8.1 Future work
8.1.2 The pedestrian detection domain
Pedestrian detection has already made a huge progress in the last decade, especially in the field of accuracy. Currently a problem of the pedestrian detection techniques we use, is that the top performance is limited to a few datasets, and thus a limited context. This performance is therefore limited by the data it is trained on (training set bias). We experienced this when comparing
the performance of ACF when trained on INRIA and Caltech in figure 5.14.
This makes it a difficult choose which model to use in a real-life application. In the previous subsection, we already introduced the possibility of combining models trained on different datasets, but also there we use information of a single dataset to determine the Confidence and Complementarity values.

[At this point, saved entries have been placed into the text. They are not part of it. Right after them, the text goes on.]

Issue #10932, opened 2026-07-27
[Bug]: CLI agents crash after `nvm install <newer>` — Orca picks newest nvm node for PATH but spawns CLIs from older nvm node (ABI mismatch)


chushoumao:
### Operating system

macOS

### Orca version

latest stable (v1.4.x)

## Summary

Running `nvm install <newer>` (e.g. `nvm install 22` while `codex` / `claude` are installed under `v20`) breaks Orca's ability to launch any coding agent CLI on macOS / Linux. Orca keeps launching successfully, but every agent (Codex, Claude Code, etc.) errors out at first use. The only known workaround is to fully remove the newer Node version (or replace it with a newer-but-still-compatible v20).

## Steps to reproduce

Tested on macOS 15, packaged Orca (DMG install, not dev mode):

1. Install nvm if not already present: `curl -o- https://raw.githubusercontent.com/nvm-sh/nvm/v0.40.1/install.sh | bash`
2. Install Node 20: `nvm install 20`
3. Install the coding agent under that version, e.g. `npm install -g @openai/codex` (or `@anthropic-ai/claude-code`)
4. Verify Orca launches the agent successfully and runs `/status`.
5. `nvm install 22` (any version newer than 20)
6. **Do not reinstall the agent under 22.**
7. Launch the packaged Orca app and trigger any agent (rate-limit poll, worktree boot, login, etc.).
8. Observe agent fails to start, even though `codex` (or `claude`) is still on disk at `~/.nvm/versions/node/v20.x.x/bin/codex`.

## Expected

Orca continues to launch the agent successfully. Picking the newest installed Node version for `PATH` is reasonable; but the agent binary Orca chooses to spawn should run under a compatible Node.

## Actual

Agent crashes / errors out immediately. Two failure modes observed:

- `codex` errors with `Cannot find module` / native-module `NODE_MODULE_VERSION` mismatches, because Orca spawned `~/.nvm/versions/node/v20.x.x/bin/codex` but its shebang picked up `~/.nvm/versions/node/v22.x.x/bin/node` from `PATH`.
- `claude` similarly crashes on native module load or first `require`.
- Orca's own UI does not surface a useful message — only the agent logs show the failure.

## Root cause

`src/main/codex-cli/command.ts` and `src/main/startup/configure-process.ts` disagree about which nvm version should win:

[...]

PR #11570, opened 2026-07-30
fix(startup): prune stale mise/nvm install paths on shell PATH merge

### LINKED ISSUE #11529: [Bug]: Stale mise Node paths accumulate in process PATH and leak into daemon terminals across updates
### Operating system

macOS

### Orca version

1.4.161

### Summary

Orca can keep a stale, version-specific mise Node directory in its main-process `PATH`, preserve it across an auto-update, pass it to the long-lived PTY daemon, and then leak it into every newly created terminal.

In the observed case:

- the current mise configuration resolved Node to `24.18.0`;
- a clean external terminal (Ghostty) correctly used Node `24.18.0`;
- new Orca terminals and agents used Node `26.5.0`;
- the daemon's `PATH` contained both the stale exact-version directory and the current alias:

```text
~/.local/share/mise/installs/node/26.5.0/bin
~/.local/share/mise/installs/node/lts/bin
```

The daemon had no `MISE_*` session variables. It was not actively selecting Node 26; it had inherited a stale path string.

### Steps to reproduce

A deterministic regression test should be possible without a real updater:

1. Start the packaged app while mise selects an exact Node version, for example `26.5.0`.
2. Allow Orca's packaged-process PATH hydration to capture that login-shell PATH.
3. Change mise to another version, for example:
   ```bash
   mise use -g node@24
   ```
4. Make a fresh login shell return only the current Node version as its active runtime.
5. Run Orca's PATH hydration/merge again, or relaunch through the auto-update path while preserving the previous process environment.
6. Start the out-of-process daemon and create a new terminal.
7. Inspect:
   ```bash
   command -v node
   node --version
   echo "$PATH"
   ```

### Expected behavior

A newly started Orca process/daemon should use the current login-shell environment.

Obsolete version-specific directories such as `~/.local/share/mise/installs/node/26.5.0/bin` should not survive after the shell and mise configuration select Node 24.

New Orca terminals should resolve the same Node version as a clean external login shell.

### Actual behavior

The stale Node 26 directory remained ahead of the current mise directory, so `node` resolved to `v26.5.0` in Orca while a clean external shell resolved to `v24.18.0`.

Restarting the Orca UI did not necessarily clear the problem because the daemon and updater lifecycle can preserve the polluted environment.

### Investigation

The installed 1.4.161 bundle shows this chain:

1. Packaged startup calls `patchPackagedProcessPath()`.
2. `hydrateShellPath()` runs the user's shell with `-ilc` and captures its complete `PATH`.
3. `mergePathSegments()` mutates `process.env.PATH` using this shape:
   ```js
   const next = [
     ...shellSegments,
     ...currentSegments.filter((segment) => !shellSegmentSet.has(segment)),
   ].join(path.delimiter);
   ```
   This merges and deduplicates entries but does not remove obsolete version-manager paths already present in `currentSegments`.
4. `createOutOfProcessLauncher()` starts `daemon-entry.js` with `fork(..., { cwd, detached, stdio })` and no explicit `env`, so the daemon inherits the mutated main-process environment.
5. The daemon creates each PTY from `process.env + opts.env`, propagating the stale path to every terminal.

The observed timeline also contained an auto-update transition:

- the previous main process had originally started while Node 26 was active;
- mise was later changed to `lts` / Node 24;
- the old process executed `quitAndInstall`;
- the new main process and daemon started immediately afterward;
- the daemon still contained the old exact Node 26 directory.

A clean-shell probe with an obsolete Node 26 directory in its input environment confirmed that mise activates Node 24 but preserves the inherited Node 26 directory as an ordinary trailing PATH entry. A union-style PATH merge therefore cannot clean this state.

### Suggested fix

Possible approaches:

1. Treat the hydrated login-shell PATH as authoritative on packaged startup, instead of unioning it with stale version-specific entries.
2. Before merging, prune obsolete version-manager runtime directories that are absent from the freshly captured shell PATH, including patterns such as:
   - `~/.local/share/mise/installs/<tool>/<version>/bin`
   - `~/.nvm/versions/node/<version>/bin`
3. Pass an explicit, sanitized environment when forking the daemon rather than implicitly inheriting the main process's mutable PATH.
4. Add a regression test where:
   - the existing process PATH contains Node 26;
   - the fresh login shell selects Node 24;
   - the final main-process, daemon, and PTY PATHs do not resolve Node 26.

### Related

- #10932 covers another version-manager PATH inconsistency (newest nvm Node vs. the Node version owning an agent CLI). This report is different: it concerns obsolete PATH entries accumulating across shell hydration / updater / daemon inheritance.

innocarpe:
## Description
Stop obsolete version-manager install bins (e.g. stale `mise/installs/node/26.5.0/bin`) from surviving `mergePathSegments` after the login shell has moved to a new pin.

When hydrating packaged PATH from the user's shell, exact-version mise/nvm/asdf install segments and fnm multishell paths that the shell no longer exports are dropped from the process PATH tail instead of being union-merged forever.

## Focused fix
- In scope: prune obsolete version-manager install segments in `mergePathSegments`
- Out of scope: daemon fork env rewrite, broader PATH redesign, agent CLI resolution (#10932)

## Preserves
- Shell-exported version-manager paths still win via shell segment ordering
- Non-version-manager custom process PATH entries still append when missing from shell
- Existing prepend/promote PATH tests unchanged in intent

## Evidence
- Test: `pnpm exec vitest run --config config/vitest.config.ts src/main/startup/hydrate-shell-path.test.ts` (15 passed)
- Stale mise 26.5.0 dropped when shell only has current pin; custom non-VM path retained

## User-regression-tradeoffs
- If a user relied on a *stale* exact-version install that their shell no longer puts on PATH, Orca will match the shell (desired) rather than keep the orphaned entry

Fixes #11529

### DIFF
--- a/src/main/startup/hydrate-shell-path.test.ts
+++ b/src/main/startup/hydrate-shell-path.test.ts
@@ -5,6 +5,7 @@ import type { ChildProcessWithoutNullStreams } from 'node:child_process'
 import {
   _resetHydrateShellPathCache,
   hydrateShellPath,
+  isVersionManagerInstallPath,
   mergePathSegments,
   type HydrationResult
 } from './hydrate-shell-path'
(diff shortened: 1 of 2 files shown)


innocarpe:
### Sync update (`692381474`)

Address CR/Greptile: tighten fnm session regex, rename helper, add nvm/asdf/fnm tests

- Commit: `6923814740e03aeb746d005f86e39678181332e8`
- Upstream: https://github.com/stablyai/orca/pull/11570
- Fork portfolio: https://github.com/innocarpe/orca/pull/129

Although Deep Learning techniques are known to be able to generalise over a very large dataset, the computational cost is too high for sliding window evaluation. Therefore, in most cases a "traditional" pedestrian detection approach is used to propose a number of windows, which are then classified by the Deep Learning classifier. The same flaws of the baseline detector will also be present here. Therefore a solution should be found to solve this bias, allowing to create a pedestrian detector that "perfectly" generalises the representation of a pedestrian in its model representation. A naive solution could be training a detector using the training data of multiple datasets, e.g. both INRIA and Caltech, but we would not expect that such a "general" detector will obtain the same performance as a detector that is trained specifically for that kind of images, but this should be tested to know for sure.

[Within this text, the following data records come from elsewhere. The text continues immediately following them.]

PR #11571, opened 2026-07-30
feat(source-control): add stash actions to the commit dropdown

Douglasgomes027:
## Summary

Adds `git stash` actions to the Source Control panel. Orca had **zero** stash support at any layer before this — `grep -ri stash src/main/git src/preload src/renderer/src/runtime` returned only error strings and agent prompts telling agents *not* to run it. The only way to stash was to type it into a terminal.

Eight actions live in a nested **Stash** group at the bottom of the commit split-button dropdown:

| | |
|---|---|
| Stash | tracked changes only; prompts for an optional name |
| Stash (Include Untracked) | adds `-u`; prompts for an optional name |
| Pop / Apply Latest Stash | newest entry |
| Pop / Apply Stash… | picker dialog |
| Drop Stash… | picker + destructive confirm |
| Drop All Stashes… | destructive confirm |

The group follows the module's existing invariant — **every row always renders**, disabled with a reason in its tooltip, so the menu shape stays stable and testable. An untracked-only tree disables *Stash* with "Only untracked files — use Stash (Include Untracked)" rather than letting git report a confusing "no local changes to save".

Works on all four hosts: local, WSL, SSH relay, and remote-runtime RPC.

### Three decisions worth reviewing

**One implementation, not four.** The command core lives in `src/shared/git-stash-commands.ts` with the git runner injected, so main and the relay execute identical argv and identical result interpretation. This deliberately avoids the pattern in `commitChangesRelay`, which carries a "keep the two paths in sync" comment because it is a hand-maintained copy.

**No capability gate — and that is verified, not assumed.** Every flag used predates the Git 2.25 baseline (`stash push` is 2.13; `-m`, `--include-untracked`, `list --format`/`-z`, `apply|pop|drop|clear [--] <ref>` are older). `git stash push --staged` is 2.35, which is exactly why a staged-only variant was left out of the op set. I built Git 2.25.5 from source and ran the compatibility suite against it — a new case in `git-binary-compatibility.test.ts` exercises the whole stash argv, so the claim is enforced by the existing real-binary CI matrix rather than by a version comment.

Since each detector is trained on only a sub domain (a limited dataset) of the problem domain (all possible scenarios with pedestrians), it seems impossible to generalise their performance of a sub domain to the whole domain. In the
future work of our combination approach [26], we suggested of determining the combination parameters based on features retrieved from the image, or even the selection of the detector to use for each window to classify. For example, if a detector performs well on high textured images, or high contrast, it can be assigned a higher confidence in a combination, or be the preferred detector of choice. Having information about the strenghts and weaknesses of all detectors can be of great help in selecting the "best" detector(s) for an application. In our publication "Faster and more intelligent object detection by combining
OpenCL and KR" [24], we proposed different levels of integrating Computer
Vision and Knowledge Representation, a branch of Artificial Intelligence to describe and reason with knowledge. Knowledge about the scene can be greatly beneficial for scene understanding, which is not yet applied in literature. A first possible way of combining these two domains can be performed in a cascade, where first algorithms from the computer vision domain are used to retrieve data about the scene, which is then compared to a model, or mutual models, described in a knowledge representation language. For example, pedestrian detection and tracking can be used to obtain information about the players on a basketball court, which can then be interpreted by KR-models to find out which strategies are used, if violations against the rules are made, ... Note however that the correctness of this system depends on the accuracy of the computer vision algorithms used. For such an integration to work properly, a broad range of the most accurate computer vision algorithms need to be performed, with the corresponding computational requirements, such that the knowledge base has all the necessary (correct) information to work with. This flaw makes a cascaded approach challenging to work with in practical applications.
To meet this problem, a second possible manner of integration can be used, such that a bidirectional interaction exists between the two domains. For example, when a car is detected at a zebra crossing, based on a knowledge base a hypothesis can be made that a pedestrian should be found, that walks on this zebra crossing. It is however possible that the pedestrian detector does not find such a pedestrian, in which case the search can be repeated at a lower threshold or with a better performing pedestrian detector on a limited area (around the zebra crossing) to find support this hypothesis, or the hypothesis can be changed (e.g. maybe it is just a traffic jam). In this manner, a valid hypothesis can be made, and the most accurate algorithms, which are commonly the most computationally intensive, are only performed if needed. A correct interpretation of the scene can be beneficial for many applications. Another example can be a bank (or other company) with a security door. A person may only pass this door in certain circumstances, such as being staff, be accompanied by staff, cleaning staff during a limited time-window, ... These rules can be described using KR, which on its turn can trigger the appropriate algorithms
FUTURE WORK 149
to validate a reason someone passed the door, using computer vision (face recognition for staff, tracking of pedestrians to obtain an optimal viewpoint for such recognition algorithms, ...). In this example, the computer vision algorithms are steered from KR.
Note that the information obtained as scene knowledge in knowledge representation, may also help to improve the accuracy of computer vision algorithms, since detections that do not comply with this information (e.g. the kind of distortions in the image, the size pedestrians have in relation to other objects,...) can be assumed incorrect detections.